PR #1190, opened 2021-01-19
PHPC-1722: Destroy persistent clients in GSHUTDOWN

jmikola:
https://jira.mongodb.org/browse/PHPC-1722
https://jira.mongodb.org/browse/PHPC-1366
https://jira.mongodb.org/browse/PHPC-1367

This ensures persistent clients in all threads are freed, not just those in the main thread. Doing so also required that we call mongoc_cleanup and bson_mem_restore_vtable in the final GSHUTDOWN (tracked by an atomic counter).

This also moves the vtable to a local variable in MINIT and swaps the order of mongoc_init and bson_mem_set_vtable (and the corresponding teardown functions) so that PHP's allocators will be used for all of libmongoc.

### DIFF
--- a/php_phongo.c
+++ b/php_phongo.c
@@ -3798,11 +3798,12 @@ PHP_MINIT_FUNCTION(mongodb)
 
 	REGISTER_INI_ENTRIES();
 
-	/* Initialize libmongoc */
-	mongoc_init();
-
-	/* Initialize libbson */
+	/* Assign our custom vtable to libbson, so all memory allocation in libbson
+	 * (and libmongoc) will use PHP's persistent memory API. After doing so,
+	 * initialize libmongoc. Later, we will shutdown libmongoc and restore
+	 * libbson's vtable in the final GSHUTDOWN. */
 	bson_mem_set_vtable(&bson_mem_vtable);
+	mongoc_init();
 
 	/* Prep default object handlers to be used when we register the classes */
 	memcpy(&phongo_std_object_handlers, zend_get_std_object_handlers(), sizeof(zend_object_handlers));
@@ -3982,8 +3983,8 @@ PHP_GSHUTDOWN_FUNCTION(mongodb)
 	 * all threads have been destroyed, and it is now safe to shutdown libmongoc
 	 * and restore libbson's original vtable. */
 	if (bson_atomic_int_add(&phongo_num_threads, -1) == 0) {
-		bson_mem_restore_vtable();
 		mongoc_cleanup();
+		bson_mem_restore_vtable();
 	}
 }
 /* }}} */
--- a/php_phongo.c
+++ b/php_phongo.c
@@ -3504,8 +3504,8 @@ static void* php_phongo_calloc(size_t num_members, size_t num_bytes) /* {{{ */
 	return pecalloc(num_members, num_bytes, 1);
 } /* }}} */
 
-static void* php_phongo_realloc(void* mem, size_t num_bytes)
-{ /* {{{ */
+static void* php_phongo_realloc(void* mem, size_t num_bytes) /* {{{ */
+{
 	return perealloc(mem, num_bytes, 1);
 } /* }}} */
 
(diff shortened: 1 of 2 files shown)


jmikola:
We don't have a way to test threaded SAPIs from our test suite, but I was able to manually test this using [pconn-sapi](https://github.com/johannes/pconn-sapi) (thanks @johannes!) and PHP 7.0.33. For the following terminal session runs two requests in each of five threads:

```
./php-pconn -n 2 -t 5 foo.php
GINIT ++phongo_num_threads: 1
GINIT ++phongo_num_threads: 2
GINIT ++phongo_num_threads: 3
float(1)
GINIT ++phongo_num_threads: 4
float(1)
float(1)
float(1)
GINIT ++phongo_num_threads: 5
float(1)
float(1)
GINIT ++phongo_num_threads: 6
float(1)
float(1)
float(1)
float(1)
GSHUTDOWN --phongo_num_threads: 5
GSHUTDOWN --phongo_num_threads: 4
GSHUTDOWN --phongo_num_threads: 3
GSHUTDOWN --phongo_num_threads: 2
GSHUTDOWN --phongo_num_threads: 1
GSHUTDOWN --phongo_num_threads: 0
GSHUTDOWN mongoc_cleanup
```

I added some `stderr` logging to report when the atomic counter was incremented and decremented, as well as when the final call to `mongoc_cleanup` was made. The `foo.php` script constructs a Manager and executes a ping command (using a persistent client) and reads as follows:

```php
<?php

$m = new MongoDB\Driver\Manager;
var_dump($m->executeCommand('admin', new MongoDB\Driver\Command(['ping' => 1]))->toArray()[0]->ok);
```

php_phongo.c
```diff
@@ -3497,8 +3504,8 @@ static void* php_phongo_calloc(size_t num_members, size_t num_bytes) /* {{{ */
 	return pecalloc(num_members, num_bytes, 1);
 } /* }}} */
 
-static void* php_phongo_realloc(void* mem, size_t num_bytes)
-{ /* {{{ */
+static void* php_phongo_realloc(void* mem, size_t num_bytes) /* {{{ */
+{
```
jmikola, line 3508: This is an old code formatting issue I came across while working on the vtable commits.

php_phongo.c
```diff
@@ -3781,16 +3787,24 @@ static HashTable* php_phongo_std_get_gc(phongo_compat_object_handler_type* objec
...
 	(void) type; /* We don't care if we are loaded via dl() or extension= */
 
 	REGISTER_INI_ENTRIES();
 
-	/* Initialize libmongoc */
+	/* Assign our custom vtable to libbson, so all memory allocation in libbson
+	 * (and libmongoc) will use PHP's persistent memory API. After doing so,
+	 * initialize libmongoc. Later, we will shutdown libmongoc and restore
+	 * libbson's vtable in the final GSHUTDOWN. */
+	bson_mem_set_vtable(&bson_mem_vtable);
```
jmikola, line 3805: `bson_mem_set_vtable` does a struct assignment, which is sufficient to get our function pointers copied into libbson's own internal global (`gMemVtable`). We don't actually need this parameter to stick around as a global.

php_phongo.c
```diff
@@ -3962,11 +3957,35 @@ PHP_RSHUTDOWN_FUNCTION(mongodb)
...
+	ZEND_HASH_REVERSE_FOREACH_PTR(&mongodb_globals->persistent_clients, pclient)
+	{
+		php_phongo_pclient_destroy(pclient);
+	}
+	ZEND_HASH_FOREACH_END();
+
+	/* Destroy HashTable for persistent clients. mongoc_client_t objects have
+	 * already been destroyed. */
+	zend_hash_destroy(&mongodb_globals->persistent_clients);
+
```
jmikola, line 3974: This entire block will be refactored by [PHPC-1737](https://jira.mongodb.org/browse/PHPC-1737) in a subsequent PR, unless you'd prefer I lump it in to this one.

alcaeus (approved):
LGTM!

php_phongo.c
alcaeus: Subsequent PR sounds good, no need to lump it all into one PR.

DIRECTIONS:
In the listing above, reproduce the first line and each one after it through the line that contains "https://jira.mongodb.org/browse/PHPC-1367".

ANSWER TO THIS PROBLEM:
PR #1190, opened 2021-01-19
PHPC-1722: Destroy persistent clients in GSHUTDOWN

jmikola:
https://jira.mongodb.org/browse/PHPC-1722
https://jira.mongodb.org/browse/PHPC-1366
https://jira.mongodb.org/browse/PHPC-1367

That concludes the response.